— Work to complete —
Your answer must be an exact transcription of every entry.

— Dataset content —
PR #535, opened 2021-05-10
spellcheck new docs

Findus23:
I didn't read through all of them yet, but just checked them using [pyLanguagetool](https://pylanguagetool.lw1.at/).


hannorein:
Amazing. Thanks!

— The answer —
PR #535, opened 2021-05-10
spellcheck new docs

Findus23:
I didn't read through all of them yet, but just checked them using [pyLanguagetool](https://pylanguagetool.lw1.at/).


hannorein:
Amazing. Thanks!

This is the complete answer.